While the rise in employers’ NIC has grabbed the headlines, the stability afforded by a commitment to maintaining corporation tax at 25% is seen as a more positive move by the new Labour chancellor Rachel Reeves.
Paul Falvey, BDO tax partner, said: “The corporate tax roadmap… does provide some predictability, with confirmation that the headline rate of corporation tax will be capped at 25% for the duration of this parliament. There is also a commitment to maintain full expensing and the £1m annual investment allowance. Businesses should also benefit from infrastructure improvements, planning changes and public service investments.”
The ACT’s chief executive Annette Spencer agreed, saying: “Treasurers (the financial risk managers in any organisation) prefer to work in an environment where there is as much certainty as possible, especially around funding availability and access to talent, and today’s announcements – if they are supported by achievable goals – are a positive step to facilitating this.”
Spencer added that she welcomed recent commitments made to consult on a new industrial strategy. “This should encourage investment and help treasurers address funding new rounds of capital expenditure,” she said.

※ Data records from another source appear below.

PR #2149, opened 2026-07-17
fix(native): read typia's transform options from ttsc's resolved plugin entry

### LINKED ISSUE #1887: native: replace regex/hardcoded tsconfig scrape for plugin options with structured --plugins-json parsing
## Context

Surfaced during the multi-agent review of the emit-factory unification work (PR #1885, branch `feat/emit`). It is a **pre-existing** issue (introduced ~commit `a3c30fc0c`), deliberately **deferred to its own PR** because changing plugin-option detection is risky and was not in scope of the emit refactor. This issue is self-contained — an agent should be able to start and finish from this text alone.

## Problem

`packages/typia/native/cmd/ttsc-typia/build.go` → `readTypiaPluginOptions(cwd, tsconfigPath)` (currently ~line 171) re-reads `tsconfig.json` from disk and **regex-scrapes** it for the typia plugin options, gated on a **hardcoded transform specifier**:

```go
func readTypiaPluginOptions(cwd, tsconfigPath string) typiaadapter.PluginOptions {
  // ...reads tsconfig.json text...
  if !regexp.MustCompile(`(?s)"transform"\s*:\s*"typia/lib/transform"`).MatchString(text) {
    return typiaadapter.PluginOptions{}   // any other valid config -> ALL options silently false
  }
  return typiaadapter.PluginOptions{
    Functional: regexp.MustCompile(`(?s)"functional"\s*:\s*true`).MatchString(text),
    Numeric:    regexp.MustCompile(`(?s)"numeric"\s*:\s*true`).MatchString(text),
    Finite:     regexp.MustCompile(`(?s)"finite"\s*:\s*true`).MatchString(text),
    Undefined:  regexp.MustCompile(`(?s)"undefined"\s*:\s*true`).MatchString(text),
  }
}
```

The same function is called from `transform.go:72` and `build.go:79`.

Why this is fragile:
1. The hardcoded `"typia/lib/transform"` literal means any other valid spelling of the same transform (absolute path, alternate specifier, multiple plugins, an `extends`-ed config) yields **all options false** — silently disabling `functional`/`numeric`/`finite`/`undefined`.
2. Regex over raw text ignores JSON structure: JSONC comments, an unrelated nested `"functional": true`, or `extends` produce wrong results.

## The structured payload is already available

ttsc already passes the real plugin config via `--plugins-json`, but the flag is **declared and discarded**: `_ = fs.String("plugins-json", "", "ordered ttsc plugin payload")` (`build.go:33`, `transform.go:36`).

Its format (from ttsc `serializeNativePlugins`): a JSON array of `{ config, name, stage }`, where `config` is the **original tsconfig plugin entry** verbatim, e.g.:

```json
[{ "config": { "transform": "typia/lib/transform", "functional": true, "numeric": false }, "name": "...", "stage": "..." }]
```

## Proposed fix

Parse `--plugins-json` (fall back to the current tsconfig read only if the flag is absent/empty), find the typia plugin entry, and read `functional`/`numeric`/`finite`/`undefined` from its `config` object as real booleans. Identify the typia entry robustly (e.g. the entry whose `config.transform` resolves to this package's transform) rather than by an exact-string match; if identification is genuinely ambiguous, document the chosen heuristic. Remove the four option regexes and the hardcoded specifier gate.

## Constraints

- **Behavior-invariant for the common case**: a standard `{ "transform": "typia/lib/transform", "functional": true, ... }` config must yield the exact same `PluginOptions` as today.
- Follow `.codex/skills/development/SKILL.md` (Work Rules, Change Integrity). Native source change ⇒ bump the `typia` package version in the same PR (lockstep, see how prior PRs do it). Run `pnpm format` (covers Go) before committing.
- Match the repo's 2-space Go style.

## Validation

- `cd packages/typia/native && GOPROXY=off go build ./... && go vet ./...`
- `pnpm test:go`
- Full `pnpm build && pnpm test` and CI. **CI gates this**: the `tests/test-typia-*` projects exercise the `functional`/`numeric` features, so a detection regression fails CI. Add/verify a test that toggles an option if coverage is thin.
- Note: if working on the `feat/emit` branch, local TS test runs can be unreliable due to a `go.work` local-ttsc override; rely on CI there. On `master` this is not an issue.

## Acceptance criteria

- [ ] Plugin options are read from the structured `--plugins-json` payload (config object), not by regex over tsconfig text.
- [ ] No hardcoded `"typia/lib/transform"` literal gate; typia entry identified structurally.
- [ ] Standard configs produce identical `PluginOptions`; CI green incl. functional/numeric coverage.
- [ ] `typia` version bumped; `pnpm format` applied.

## References
- `packages/typia/native/cmd/ttsc-typia/build.go` (`readTypiaPluginOptions`, flag at :33)
- `packages/typia/native/cmd/ttsc-typia/transform.go` (:36, :72)
- `packages/typia/native/adapter/adapter.go` (`PluginOptions`)
- ttsc `--plugins-json` producer: `ttsc/lib/compiler/internal/transformProjectInMemory.js` (`serializeNativePlugins`)
- Origin: PR #1885 review

samchon:
## Intent

Fix #1887. typia's native hosts declare ttsc's `--plugins-json` flag only to discard it (`_ = fs.String("plugins-json", ...)`, four sites) and instead re-derive the four public transform options — `functional`, `numeric`, `finite`, `undefined` — by running regexes over the raw bytes of the **leaf** `tsconfig.json`.

The scrape is wrong in both directions, silently, with no diagnostic:

| `tsconfig.json` content | typia reads `functional` today | correct |
| --- | --- | --- |
| set inline in typia's entry | `true` | yes |
| `// "functional": true` — the user commented it out | `true` | **no — typia enables what the user disabled** |
| `/* "functional": true */` | `true` | **no** |
| set on *another* plugin's entry | `true` | **no — reads a sibling's option as its own** |
| set in a base tsconfig, leaf `extends` it | `false` | **no — silently ignored** |

The `extends` row proves the mechanism: the transform **runs**, so ttsc resolved `extends`, found typia in the base entry, built the plugin, and passed the resolved entry back on `--plugins-json` — and typia ignored the very entry that caused it to be loaded.

**The invariant:** typia's effective transform options are exactly the options in typia's own resolved plugin entry — no more, no less. The host already computed that entry; the plugin's job is to find its own entry in the payload and read it, as every sibling ttsc plugin (`@ttsc/lint`, `@ttsc/paths`, `@ttsc/strip`) already does.

## Scope

Details are recorded as review comments on this thread as the work lands.

- One owner for the contract, replacing three byte-identical transcriptions of the scrape.
- All three hosts fixed: `build`, `transform`, and the playground wasm plugin.
- Regression matrix covering every row above, plus an `extends`-shaped fixture in a real suite — the coverage hole that let #1887 be closed as completed with the code untouched.

## Deferred / out of scope

- `packages/typia/package.json` is deliberately **not** touched. This changes Go source under `packages/typia/native`, which would ordinarily owe a coordinated `typia` version bump under the development skill's Change Integrity rule. Releases and version numbers belong to the maintainer, not this campaign; the bump is left for the maintainer to make.

## CI

Campaign implementation wave: automatic CI runs for this branch's commits are cancelled per the issue-campaign exact-SHA gate, and repository Actions settings are unchanged. Local verification is recorded on the thread in place of CI.

Refs #1887


samchon:

Complete round over `origin/master..b2794d15f6` (both implementation commits, every changed file and hunk), plus the consequence surface: the ttsc 0.19.2 payload producers, the wasm hosts, the suites that configure typia options, and the setup guide.

### The fallback decision, restated after re-verifying it

Recorded here because it is the one thing the issue text asks for and gets wrong.

**No tsconfig fallback. The payload is the only source.** #1887's original proposal — "fall back to the current tsconfig read only if the flag is absent/empty" — would have kept the defect alive on exactly the path that takes the fallback. I verified who actually lacks the flag before deciding:

| Host path | Sends `--plugins-json`? | Where |
| --- | --- | --- |
| `ttsc build` / `ttsc check` | yes | `runBuild.ts:767` `createNativeBuildArgs` |
| check / fix / format stage | yes | `runBuild.ts:809` `createNativeCheckArgs` |
| ttsc transform stage — drives `ttsx`, `@ttsc/unplugin`, `typia generate` | yes | `transformProjectInMemory.ts:304,325` |
| resident transform | yes | `startResidentTransform.ts:77` |
| LSP sidecar | yes | `lsp_native_plugin_source.go:405` |
| **website playground wasm** | **no** | `createTypiaWorkerCompiler.ts` → `api.plugin({…})` |

The playground was the one real gap, and it is **not** an argument for a fallback — it is an argument for the site passing the manifest. The site already builds typia's resolved entry (`createTypiaPluginEntry`) to write into its MemFS tsconfig; it now hands that same object to the plugin. The JS *is* the host there, so it is the one that resolved the entry. One contract everywhere, and no Go code re-reads a file the JS just wrote.

This mattered more than "behaviour-invariant": the playground UI has live transform toggles that flow into that entry (`website/src/compiler/index.ts`), so dropping the read *without* passing the manifest would have silently frozen those toggles at their defaults. That is a regression a fallback would have hidden rather than prevented.

A "correct" fallback was also weighed and rejected on its own merits: to be right it would have to re-implement JSONC parsing and the whole `extends` walk. This repo's own `tests/config/tsconfig.json` and `tests/test-typia-automated/tsconfig.json` use trailing commas, and the former is dense with commented-out options — so a strict `encoding/json` parse fails outright and a lenient one still has to resolve `extends`. Duplicating the host's job is what produced this bug; doing it a second time to paper over it is the wrong direction.

### Findings I am acting on

1. **`adapter.PluginOptionBoolean` is exported without a consumer.** Only `ReadPluginOptions` and `PluginName` are needed outside the package. The project skill treats the exported surface as a contract, so an export with no caller is a liability. → unexport to `pluginOptionBoolean`.

2. **The host matrix passes the flag in a form ttsc never sends.** My tests use `"--plugins-json", payload` (two argv entries); ttsc sends `--plugins-json=<json>` (one entry, `=`-joined). Go's `flag` accepts both, so this is not a bug — but the tests should drive the real wire form, since that is the shape the defect will regress in. → switch the matrix to `--plugins-json=` + payload.

3. **`website/src/compiler/index.ts`'s header comment is now half true.** It says the wrapper exists "so each compile can serialize the current transform toggles into `compilerOptions.plugins`". It now also hands that entry to the plugin as its manifest. → extend the comment.

### Verification gap I am closing in this round

`tests/test-typia-automated` is the only suite that exercises `functional` / `numeric` / `finite`, and it declares them inline — the one shape the old scrape read correctly and therefore the one most likely to regress under a payload-only reader. It is not in my briefed command list, but it is the suite those three options belong to. → running it.

### Checked and found sound (no action)

- **`packages/typia/package.json` untouched**, deliberately — see the PR body.
- **Matching typia's entry by `name`, not by `config.transform`.** `name` is the identity the host and plugin already agree on: typia's descriptor sets `name: "typia"` (`packages/typia/src/transform.ts`), the playground plugin registers `Name() = "typia"`, and `api.plugin({name})` could not have dispatched to the plugin at all under any other name. Matching the `transform` specifier instead would reintroduce the hardcoded-literal gate the issue explicitly asks to remove — a user may legally spell it as a bare specifier or an absolute path.
- **Sibling entries in the same payload.** A transform host carries every transform-stage plugin's entry (`runBuild.ts`: "all other transform plugins ride inside it via the `--plugins-json` flag"), and `createNativeCheckArgs` sends the full set. Locating our own entry by name is required, not defensive; the matrix pins both the leak case and the not-first case.
- **`undefined` tri-state survives.** `76c981ad4b` established nil / true / false; the adapter matrix pins all three plus the non-boolean case, and `tests/test-typia-exact-optional` proves it end-to-end.
- **Undecodable payload errors instead of defaulting.** Silently substituting defaults over a manifest we cannot read is the same silent-wrong-options failure this fix exists to remove. Exit 2 matches the documented config/usage code.
- **`stage` is not matched on.** typia is transform-stage; a check-stage entry named `typia` cannot exist, and typia's binary never runs the check path.
- **Docs.** `setup/index.mdx` "Transform Options" documents the inline shape and the flag semantics. Nothing there becomes false — the change makes the documented behaviour work in more places (`extends`) and stop working where it never should have (comments). No guide edit is owed. (`undefined` being undocumented is a real but separate, pre-existing gap — out of scope here.)
- **Deleted oracles.** `plugin_options_undefined_false_test.go` (both copies) and the `typia_native_internal`-tagged `plugin_options_missing_config_test.go` tested a function that no longer exists. Their contract moved to `adapter` under a strictly broader matrix that also **runs by default** — the tagged one never did. Called out as a spec change in the report.

samchon:

Fresh complete round over `origin/master..2f6deb1b8b` (every changed file and hunk re-read from the current state, not a recheck of round 1's fixes), plus the consequence surface again: every payload producer in the pinned ttsc 0.19.2, both wasm entrypoints, every workspace that configures a typia option, and the CI workflows.

### Findings I am acting on

1. **A fifth `--plugins-json` site the issue never named, and my own change created the hole in it.** `packages/typia/native/cmd/ttsc-typia/main_wasm.go` renders its JS options object into argv through an explicit allow-list — `cwd`/`tsconfig`/`file`/`output` for transform, `cwd`/`tsconfig`/`outDir`/`emit`/`noEmit` for build. There is no pass-through, so `--plugins-json` could never reach `runBuild`/`runTransform` through it. While the options were scraped back out of tsconfig that was invisible; with the scrape gone, a JS host driving this wasm would be pinned to typia's defaults forever with no channel left to say otherwise. Fixed in `b2794d15f6` by forwarding the manifest, same as the other four sites.

   Worth being precise about the blast radius, because I do not want to overstate it: nothing in this repository builds `cmd/ttsc-typia` for `GOOS=js` — `website/build/wasm.js` builds only `website/compiler/cmd/playground`, and the `apiName: "ttscTypia"` in `website/src/compiler/index.ts` binds the *playground* host's global, not this one. So this is a latent hole in an entrypoint with no current consumer, not a live regression. It is still a host, it still reads options, and leaving it as the one host that structurally cannot receive them is exactly the shape of the defect being fixed.

2. **The repository spell-check would have failed this branch.** `typos.toml` sets `locale = 'en-us'`, and `git grep` for `behaviour|recognise|honour` returns *only* files this batch added — the rest of the repository is uniformly en-us. Fixed in `2f6deb1b8b`. Also sharpened the reader's doc comment while there: re-reading the tsconfig is what *made* #1887, so a fallback is the consequence to reject, not the cause — the earlier wording had that backwards.

3. **A redundant `err` shadow I introduced.** Reading the options up front puts `err` in each host's outer scope, which left `var err error` inside the `cwd` fallback shadowing it for nothing. Cleaned in all four hosts.

### Checked and found sound (no action)

- **My test files are not silently excluded.** Go reads a trailing `_js`/`_wasm`/`_windows` before `_test.go` as a build constraint. Verified empirically rather than by inspection — `go test -list` reports all five new functions across the three packages (`TestReadPluginOptionsPayloadMatrix`, `TestBuild`/`TestTransformPluginOptionsComeFromPayload`, `TestTypiaBuild`/`TestTypiaTransformOptionsComeFromPayload`), and each was observed both failing pre-fix and passing post-fix.
- **The playground never sends an empty manifest.** `runTypia` is `runTypia && typiaPlugin !== null`, and `applyTypiaTransform` only runs under `runTypia`, so the `typiaPluginsJSON: ""` branch is unreachable from the transform call. An empty value would be read as "absent" and yield defaults regardless.
- **`api.build` needs no manifest.** `runTypiaBuildPipeline` calls `@ttsc/wasm`'s base `Build`, which compiles the already-rewritten TypeScript; typia's transform ran earlier via `api.plugin`. Only the plugin dispatch carries options.
- **One entry, two uses.** The playground resolves `createTypiaPluginEntry(...)` once and both writes it into the MemFS tsconfig and serializes it into the manifest — the two cannot drift, which was the whole failure mode.
- **The reader lost its filesystem and path handling entirely.** No `os.ReadFile`, no `filepath.Join(cwd, …)`, so the Windows/POSIX path surface it used to carry is simply gone rather than re-verified.
- **`ReadPluginOptions` is pure** — no shared state, safe under the concurrent playground invocations `host.PluginInvocation` allows.
- **Every other typia entry point still reaches the payload**: `tests/debug` and the benchmark go through `ttsx`/`ttsc`; `typia generate` goes through ttsc's `TtscCompiler`; `@ttsc/unplugin` goes through `transformProjectInMemory`/`startResidentTransform`. All four producers pass the flag.
- **Auto-discovery keeps typia's name.** A project with no `plugins` entry loads typia from `package.json`'s `ttsc.plugin`, but the descriptor module is still typia's `createTtscPlugin`, which sets `name: "typia"`. The name match holds on both discovery paths.

### Verification added this round

`tests/test-typia-automated` (inline `functional`/`numeric`/`finite` — the shape the old scrape read correctly, so the one most at risk from a payload-only reader) and `tests/test-typia-generate` are running; results will be reported. Neither was in the briefed command list; the first is the natural owner of those three options and the second exercises the `typia generate` → `TtscCompiler` producer.

samchon:
## Local verification — head `474fee5742`

Campaign CI is suspended for this branch, so this is the record that stands in for it. Every exact-SHA gate passed; the run IDs are in the campaign ledger. One run reached terminal before its cancel could land — `29574288494`, **spell-check, `success`** — recorded rather than cancelled per the gate's already-terminal rule, and a welcome piece of real CI evidence given that this batch had to correct its own en-us spellings.

### Fail-then-pass, every row of the issue's reproduction table

The matrix writes a project whose tsconfig *text* disagrees with the resolved entry the host hands over, which is precisely the distinction the scrape could not make. `functional` is the probe: with it on, typia's validator guards the function-typed property (`"function" === typeof input.cb`); with it off, it skips it.

Reverting **only** `build.go` + `transform.go` to `origin/master` (tests untouched):

| Row | Pre-fix | Post-fix |
| --- | --- | --- |
| option inline on typia's entry (control) | **pass** — behavior-invariant | pass |
| `// "functional": true` commented out | **FAIL** — "functional is not configured but the validator checked the function property" | pass |
| `/* "functional": true */` commented out | **FAIL** — same | pass |
| option owned by another plugin's entry | **FAIL** — same | pass |
| option in a base tsconfig the leaf `extends` | **FAIL** — "functional is configured on but the validator skipped the function property" | pass |

The control passing pre-fix is the point: the documented shape is unchanged, and only the four defect rows move.

### Each of the three owners has its own covering surface

Proven by reverting one owner at a time, not by inspection:

- **`build.go` + `transform.go` reverted, playground left fixed** → `TestBuildPluginOptionsComeFromPayload` and `TestTransformPluginOptionsComeFromPayload` each fail all four rows through their own host; playground tests stay green.
- **`typia_plugin.go` reverted, CLI hosts left fixed** → `TestTypiaBuildOptionsComeFromPayload` and `TestTypiaTransformOptionsComeFromPayload` each fail all four rows through the playground's own path; CLI tests stay green.

Five test functions, confirmed reachable by `go test -list` rather than assumed (a trailing `_js`/`_wasm` before `_test.go` would have silently excluded them):
`TestReadPluginOptionsPayloadMatrix`, `TestBuildPluginOptionsComeFromPayload`, `TestTransformPluginOptionsComeFromPayload`, `TestTypiaBuildOptionsComeFromPayload`, `TestTypiaTransformOptionsComeFromPayload`.

### End-to-end through a real `ttsx` compile — the coverage hole itself

`tests/test-typia-exact-optional` now inherits its `undefined: false` entry through `extends`. No suite in this repository had ever declared a typia option that way, which is why #1887 could be closed as completed with the code untouched and every suite green.

- **Pre-fix** (scrape restored, real `ttsx`, plugin rebuilt): both cases **Error** — `Bug on is rejects explicit optional undefined`, `Bug on clone root optional`.
- **Post-fix**: `test_exact_optional_undefined_validators` and `test_exact_optional_undefined_clone_random` both pass.

This is ttsc resolving `extends`, delivering the resolved entry on `--plugins-json`, and typia honoring it — the exact chain the issue says was broken.

### Commands

| Command | Result |
| --- | --- |
| `go -C packages/typia/test test -count=1 ../native/cmd/ttsc-typia` | ok, 89.8s |
| `go -C packages/typia/test test -p 2 ../native/...` | ok — all 14 packages |
| `go -C packages/typia/test test -p 2 ./...` | ok — all 15 public/contract packages |
| `go test -count=1 -p 2 ./...` in `website/compiler` | ok |
| `GOOS=js GOARCH=wasm` build, `cmd/ttsc-typia` | exit 0 |
| `GOOS=js GOARCH=wasm` build, `website/compiler/cmd/playground` (the shipped wasm) | exit 0 |
| `pnpm --filter ./tests/test-typia-cli start` | Success |
| `pnpm --filter ./tests/test-typia-exact-optional start` | Success — both cases, and proven to fail pre-fix |
| `pnpm --filter ./tests/test-typia-automated start` | Success — inline `functional`/`numeric`/`finite`, thousands of cases |
| `pnpm --filter ./tests/test-typia-generate start` | 9 pass / 0 fail / 1 environmental skip — see below |
| `npx tsc --noEmit` in `website/` | exit 0 |
| spell-check (`typos`, real CI run on this SHA) | success |

### One `test-typia-generate` failure, investigated rather than re-run away

Its first run reported `# fail 1`, so it is recorded here with the evidence rather than buried.

| Run | Conditions | Result | Duration |
| --- | --- | --- | --- |
| 1 | concurrent with `test-typia-automated` compiling ~4,000 generated files plus Go suites | `# pass 8`, **`# fail 1`** | 215.8s |
| 2 | no contention | `# pass 9`, `# fail 0` | 43.3s |
| 3 | no contention | `# pass 9`, `# fail 0` | 17.5s |

The failure tracks a 12x slowdown from load I created by running suites in parallel, not the diff. All ten cases in that file are symlink/glob filesystem tests — "mutual directory links terminate", "parent directory links terminate", "broken input links are rejected" — with termination and timing semantics, and this batch touches no filesystem, symlink, or glob code. Option delivery on this suite's path (`typia generate` → `TtscCompiler` → ttsc) is exercised by the same run; had that regressed, the symptom would be a validator behavior difference, not a link-termination test. The campaign ledger already records this same suite hitting "an unrelated generate-fixture process timeout under shared contention" during PR #2105.

The persistent `# skipped 1` — "in-root source-file links remain supported # SKIP file symbolic links require Windows developer mode" — is environmental and pre-existing on this machine.

Not run: `pnpm format`, per the campaign's no-format rule. New Go files are hand-written in the repository's 2-space style (verified: zero tab-indented lines across every added/modified `.go` file).

### Spec changes called out

- **Deleted** `plugin_options_undefined_false_test.go` (native **and** playground copies) and the `typia_native_internal`-tagged `plugin_options_missing_config_test.go`. They tested `readTypiaPluginOptions`, which no longer exists. The playground copy's own doc comment stated its purpose — "the playground **mirrors** typia's native CLI option reader … otherwise the exact optional-property behavior would **diverge**" — which is pinning one copy against the other copy rather than against the specification. There is now one owner, so divergence is structurally impossible and the test's reason for existing is gone. Their contract moved to `adapter`'s payload matrix, which is strictly broader and, unlike the tagged one, **runs by default**.
- **Changed** `tests/test-typia-exact-optional/tsconfig.json` to inherit its plugin entry from a new `tsconfig.base.json`. Same option, same assertions; the suite now also guards `extends` resolution end-to-end.

samchon:
## Self-Review rounds 3 and 4 — closing the cycle

### Round 3 — one finding, applied

**A comment left stale by my own change.** `typia_plugin.go`'s header illustrated what the stream-ownership contract does *not* cover with "Filesystem access (`os.Getwd`, `os.ReadFile`, …)" — but the file no longer calls `os.ReadFile` at all now that its options arrive as a manifest. Pointed the example at a function it still uses and named the shared manifest reader in the adapter surface list (`474fee5742`).

Found by asking the diff a question rather than re-reading it: `git grep os.ReadFile` across the four option hosts and the adapter, expecting zero hits. The one hit was this comment — which is also the cleanest available proof that the scrape is structurally gone rather than narrowed.

### Round 4 — clean

Fresh complete pass over `origin/master..474fee5742`: every changed file and hunk re-read from the current state, working tree clean, all suites green. No sound improvement found, so the cycle stops here.

### Rounds summary

| Round | Findings applied |
| --- | --- |
| 1 | Unexported `PluginOptionBoolean`; drove the matrices with the real `=`-joined wire form; extended the playground worker's header |
| 2 | Fixed the fifth `--plugins-json` site (`main_wasm.go`) my own change had holed; corrected en-us spellings CI would have failed on; removed a redundant `err` shadow |
| 3 | Corrected the playground header's stale `os.ReadFile` example |
| 4 | **Clean — no changes** |

Every round's findings were posted here before being acted on.

### What I would flag to a reader of this PR

- **The fallback decision is the load-bearing one**, and the evidence that settled it is worth keeping: the playground — the only host that lacked `--plugins-json` — generates its tsconfig through `JSON.stringify` (strict JSON, one plugin entry, no comments, no `extends`). The old scrape reads that shape *correctly*. So a fallback would have been silently taken by exactly one host, passed every test, and left the scrape alive in the tree — invisible until someone added a second plugin to the playground wasm or let users supply their own tsconfig. Passing the manifest instead deletes the scrape outright: there is no code left that can regress this way. That is a stronger property than "behavior-invariant", and it is why the issue's own proposal had to be rejected rather than implemented.
- **`packages/typia/package.json` is untouched by instruction.** Go source under `packages/typia/native` changed, which normally owes a coordinated `typia` version bump under Change Integrity. Releases belong to the maintainer, not this campaign.
- **Two pre-existing items observed and deliberately not taken**, since neither is this issue's: `setup/index.mdx` documents `functional`/`numeric`/`finite` but not `undefined`, which is a real tested public option; and `packages/typia/native/cmd/ttsc-typia` cannot be `go vet`-ed under `GOOS=js` because its test files reference `run`, which lives in the `//go:build !js` `main.go` (the *build* is clean; only vet is blocked).

samchon:
## Rebase and re-verification

Rebased onto current `master`. Clean replay, no conflicts; the seven commits are unchanged in content — `git diff <old-tip> <new-tip>` over the whole change surface is empty, so this is a base move, not a rewrite.

`master` moved twice while I worked: `5ec5c81ed9` (the requested base) and then `976bc31f78` (#2148), which another agent's fetch pulled into the shared `.git` mid-verification. I rebased onto the later one so the branch is current, and confirmed the branch's diff against it is exactly the batch's 19 files and nothing else.

### The three commits ahead, checked individually

| Commit | Touches this batch? |
| --- | --- |
| `b8fa1e816a` #2144 — rewrites `project_catalog_transform_coverage_test.go` | **Yes — same package.** See below. |
| `16f574af02` #2161 — `website.yml` + `website/build/deploy.js` | No. CI config and the deploy script; no compiler, plugin, or Go surface. |
| `5ec5c81ed9` #2147 — `OpenApiObjectValidator` + `LlmJson` + `TestAutomation.ts` | No. `@typia/utils` and its suites; no native, playground, or plugin-option surface. |
| `976bc31f78` #2148 — `OpenApiIntegerValidator`, `test-feature-identity`, `test-utils-automated`, root `package.json` | No. Verified by path: zero files under `packages/typia/native`, `website/compiler`, `website/src/compiler`, or `tests/test-typia-exact-optional`. It also leaves the typia plugin source byte-identical, so the content-keyed plugin cache key does not move and the built binary is the same one the earlier runs exercised. |

### #2144's catalog test — passes, and here is why that is not luck

`go -C packages/typia/test test -count=1 -tags typia_native_internal ../native/cmd/ttsc-typia` → **ok**, and `TestProjectCatalogTransformCoverage` specifically → **PASS** (19.4s, all 11 subtests: the 9 feature projects at exit 0, `test-error` at exit 3 with diagnostics, and `debug` against the new decoded-envelope contract).

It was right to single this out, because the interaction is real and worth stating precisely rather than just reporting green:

But Spencer warned of the “unintended consequences” of the increase in NIC. Starting in April 2025, the rate of employer NICs will increase from 13.8% to 15%, and the earnings threshold at which NICs apply will drop from £9,100 to £5,000. To mitigate some of the financial strain on smaller employers, the Employment Allowance (offsetting employer NICs) will increase to £10,500, applicable to a broader range of businesses without the current threshold restrictions. For treasurers, this change will necessitate more careful workforce and payroll cost planning, as labour costs will rise considerably from these changes.
“Such changes will likely cause disruption among the business community – and be particularly challenging for smaller companies who, given their pivotal role in many supply chains, are key to the long-term success of the economy,” Spencer said. “These smaller businesses are already managing tighter working capital alongside higher funding costs, and we hope that the unintended consequences of today’s announcement are not the final straw.”
Treasurers will also be keenly watching financial market reaction, as this could have an impact on the cost of future fundraising and investment strategies. Following the budget speech, gilt yields rose sharply as financial markets appeared concerned over the scale of the extra borrowing, that some of it will fund current spending rather than investment, and the narrow headroom it leaves, according to Oxford Economics.
“These valid concerns suggest spreads may remain elevated, but we don’t expect them to widen,” reported Andrew Goodwin, chief UK economist at Oxford Economics. “The government will still tighten fiscal policy and has replaced implausibly tight spending assumptions with tax hikes, which we think is a more credible plan. Shorter timeframes for the fiscal rules should bolster that credibility.”
Repricing at the shorter end of the curve means markets now expect fewer interest rate cuts next year, Goodwin added. “This is a response to the Office for Budget Responsibility’s view that the package will offer a sizeable boost to growth next year. But we think the OBR is too optimistic on the growth impact.”